← Back to projects
Project 11/30/2025

DailyOCR Pipeline: Automating Document Processing from Dropbox to the Cloud

How I built a fully automated, fault-tolerant OCR pipeline in Go at Telekomindo — turning hundreds of scanned PDFs into searchable documents and syncing them to cloud storage every single day, without human intervention.


The Problem

At Telekomindo, the operations team dealt with a recurring headache: hundreds of PDF documents — invoices, reports, signed contracts — were being uploaded daily to a shared Dropbox folder. Most of these were scanned images, meaning they were completely unsearchable. Finding a specific document meant opening files one by one and manually scanning through pages.

On top of that, there was a compliance requirement to archive all processed documents to an S3-compatible cloud storage provider (DigitalOcean Spaces) for long-term retention and backup. The team was doing this manually: download from Dropbox, run OCR on their machine, re-upload, then upload again to Spaces. It was slow, error-prone, and a massive waste of time.

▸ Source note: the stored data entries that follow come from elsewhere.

PR #1333, opened 2023-08-25
Revert version templating

kddnewton:
This is wreaking havoc on the CRuby setup. Going to revert until I have more time to look at it.


eregon:
What's the issue?

kddnewton:
When we mirror into CRuby, all of the files are in different places, and the order that things are built is dependent on their build system. When I merged this everything broke, and it was really difficult to fix. I think if we want to rebuild this, it'll need to be inside CRuby and then reverse-sync it back into YARP.

eregon:
I can imagine the path from gemspec to lib/yarp/version.rb is different, is there anything else?
Templating must of course happen before any compilation, and then at that point all versions are "burned in" and it shouldn't matter.

One could of course also run templating on sync'ing, but I suppose there are advantages to run templating by CRuby's Makefile (although that causes duplication of the list of templates and is more brittle).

I was tasked with building an end-to-end solution that would automate this entire workflow — reliably, efficiently, and with zero daily oversight.

The Solution: DailyOCR Pipeline

I built DailyOCR — a CLI tool written entirely in Go — that acts as a two-stage sequential pipeline, designed to run as a daily cron job. Drop PDFs into a Dropbox folder, and the pipeline takes care of the rest: OCR processing, archival, deduplication, and cloud sync.

High-Level Flow

STAGE 1: OCR Processing & Archival
───────────────────────────────────
Dropbox/Input
  └─► Download to temp
       └─► SHA-256 hash
            └─► SQLite lookup ── Duplicate? → Skip
                 └─► New file
                      ├─► Digitally signed? → Skip OCR, preserve signature
                      └─► Unsigned → Run ocrmypdf
                           └─► Upload to Dropbox/Final
                                └─► Archive original → Dropbox/Archive
                                     └─► Record hash in SQLite


STAGE 2: Cloud Sync
───────────────────
Dropbox/Final
  └─► For each file (4 concurrent workers)
       └─► S3 HeadObject check ── Already exists? → Skip
            └─► Missing → Stream: Dropbox → Memory → S3
                 (No local disk buffering)

Why Go?

The decision to use Go was deliberate and driven by several factors unique to this project:

  • Single binary deployment — The tool runs on a Windows server via Windows Task Scheduler. Go compiles to a single static binary (DailyOCR.exe), meaning zero runtime dependencies. No Python virtual environments, no Node.js installations. Just drop the binary and a .env file and it runs.
  • Native concurrency — Both stages benefit from parallelism. Go's goroutines and channels gave me a natural and efficient way to implement worker pools without the complexity of threading libraries.
  • Low memory footprint — The server wasn't a beefy machine. Go's ability to stream data without buffering entire files in memory made it a perfect fit.
  • Strong standard library — OS signal handling, context cancellation, file I/O, hashing — Go's standard library covered 80% of what I needed out of the box.

Architecture Deep Dive

The project follows a clean modular structure using Go's internal/ package convention, which prevents external packages from importing internal logic:

DailyOCR/
├── main.go                               # Entry point & orchestration
├── internal/
│   ├── config/config.go                  # Env loading & directory resolution
│   ├── storage/
│   │   ├── types.go                      # PipelineStorage interface
│   │   ├── storage_dropbox.go            # Dropbox API v2 implementation
│   │   ├── dropbox_oauth.go              # OAuth2 refresh token client
│   │   ├── dropbox_oauth_interactive.go  # One-time browser auth flow
│   │   └── dropbox_oauth_helpers.go      # Token exchange & .env persistence
│   ├── pipeline/
│   │   ├── pipeline.go                   # OCR worker pool & file processing
│   │   └── pdf_utils.go                  # Digital signature detection
│   ├── cloud/
│   │   └── s3_stream.go                  # Dropbox→S3 streaming & existence check
│   └── history/
│       └── history.go                    # SQLite deduplication engine
└── go.mod

The Storage Abstraction Layer

One of the first design decisions I made was to abstract storage behind a PipelineStorage interface. Even though the current backend is strictly Dropbox, I wanted the architecture to be extensible — if we ever needed to swap to a local filesystem or Google Drive, the pipeline logic wouldn't need to change at all.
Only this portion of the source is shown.